Gastric cancer is strongly associated with atrophic gastritis associated with Helicobacter pylori infection. The eradication of H. pylori has been reported to improve inflammation of the gastric mucosa, atrophy, and intestinal metaplasia and has also been shown to inhibit the development and growth of gastric cancer. Advanced gastric cancer from H. pylori-negative mucosa without inflammation, atrophy, or intestinal epithelialization is rarely found. We report on two cases of advanced gastric cancer without endoscopic evidence of gastric mucosal atrophy. One case was in the gastric angle 9 years after H. pylori eradication and the other case was in the pylorus of an uninfected stomach. Although gastric cancer is strongly associated with atrophic gastritis caused by H. pylori infection, postoperative histopathological examination of the stomach in both cases showed no inflammation, atrophy, or intestinal metaplasia. Poorly differentiated adenocarcinomas were confirmed at the microscopic level, and both cases were determined to be type 4 using the Borrmann classification. There is a body of evidence showing that H. pylori infection can cause gastric cancer and is the most prevalent infection-induced cancer in the world. The 2 cases here displayed different carcinogenesis than gastric mucosal atrophy caused by H. pylori infection. With the spread of H. pylori eradication treatments and an increasing number of uninfected patients, these case reports can contribute to future strategies for the diagnosis of gastric cancer.
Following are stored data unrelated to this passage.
PR #784, opened 2022-12-16
Explorer optimizations (read DB before asking network when possible)

### LINKED ISSUE #730: For explorer, fetch data from DB if they are available

Explorer will be consulted by a lot of people, and so the node will request a lot of informations on the network.
To reduce the network charge and enhance the explorer speed, we should first check if the information needed is accessible from the node DB before requesting it on the network.

Actually the explorer uses 2 modules to fetch informations `Archethic` and `BeaconChain`.
We could remove the direct request on `BeaconChain` and only ask informations on `Archethic` module.

As it, in the `Archethic` module, we can try to fetch the information from DB and return it if it exists, if not then we request the network using quorum.

### Additional context

_No response_

bchamagne:
# Description

Fetch explorer's data from DB if it is available on current node. This avoid plenty of network requests.
**ALSO**: Refactored a bit the pagination to be consistent across all pages

Fixes #730

## Type of change

# How Has This Been Tested?

Tested the explorer 

# Checklist:

### DIFF
--- a/lib/archethic.ex
+++ b/lib/archethic.ex
@@ -332,12 +332,7 @@ defmodule Archethic do
   def fetch_summaries_aggregate(date) do
     nodes = P2P.authorized_and_available_nodes()
 
-    is_a_beacon_storage_node? =
-      date
-      |> Crypto.derive_beacon_aggregate_address()
-      |> Election.beacon_storage_node?(date, Crypto.first_node_public_key(), nodes)
-
-    if is_a_beacon_storage_node? do
+    if is_a_beacon_storage_node?(date, nodes) do
       BeaconChain.get_summaries_aggregate(date)
     else
       BeaconChain.fetch_summaries_aggregate(date, nodes)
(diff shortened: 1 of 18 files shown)


bchamagne:
As discussed with @Neylix , the same optimisation can be used on many functions from the `Archethic` module.
Plus, I should not run an election to determine if the node has the local data, because elections change over time (they are based on the currently available nodes).

bchamagne:
and of course I messed up with the rebase

lib/archethic.ex
```diff
@@ -321,4 +335,132 @@ defmodule Archethic do
...
+    end)
+    |> Stream.uniq_by(& &1.address)
+    |> Enum.sort_by(& &1.timestamp, {:desc, DateTime})
+  end
+
+  @doc """
+  Check if a transaction exists at address
+  """
+  @spec transaction_exists?(binary()) :: boolean()
+  def transaction_exists?(address) do
```
Neylix, line 420: This function can check the DB before asking network, using `TransactionChain.transaction_exists?` if it return false, then we ask the network. This function can check both in db storage or io storage

Neylix (changes requested):

Neylix (approved):

PR #1427, opened 2023-02-22
Remove unused shopify-cli-extensions package

Arkham:

What the title says


Arkham:
@gonzaloriestra we don't need this inside CLI3, correct?

gonzaloriestra (approved):

PR #1447, opened 2023-02-24
Disable function type validation except on deploy

isaacroldan:
When we load the local app into the CLI, we load extensions validate that they follow a specific schema and that the types are correct. For this we also use the remote ui specifications that tell us if you have access to a specific type or not.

Keywords: Atrophic gastritis; Carcinogenesis; Endoscopy; Gastric cancer; Helicobacter pylori infection.

Fig. 1

Endoscopic findings and histopathological findings of the resected stomach of case 1. An ulcerative lesion with sclerosis was found on the posterior wall of the gastric angle (a, b). There were no atrophic changes in the pyloric (c) or corpus mucosa (d), suggesting an apparently uninfected stomach. The tumor cells invaded the serosa with marked fibrosis (e). There was a diffuse intramucosal growth of undifferentiated tumor cells (f). Histopathological findings of the mucosa in the pyloric (g) and fundic gland regions (h) showed no inflammation, no mucosal atrophy, and no intestinal metaplasia (e–h: H&E staining, (e): 2 × 10, (f–h): 20 × 10).

Fig. 2

Endoscopic findings and histopathological findings of the resected stomach of case 2. A drainage tube was inserted due to the pyloric stenosis (a). There was a circumferential stenosis in the pylorus, with ring-shaped mucosal folds in the proximal view and ulceration in some areas (b). The mucosa of the angle and gastric body in front of the stenosis did not show any atrophic changes, such as vascular permeability (c, d). Undifferentiated tumor cells proliferated mainly in the submucosa (e), with marked fibrosis, and invaded the serosa (f). Histopathological findings of the mucosa in the pyloric (g) and gastric fundic glands (h) showed no inflammation, no atrophy, and no intestinal metaplasia (e–h: H&E staining (e): 2 × 10, (f): 40 × 10, (g, h): 20 × 10).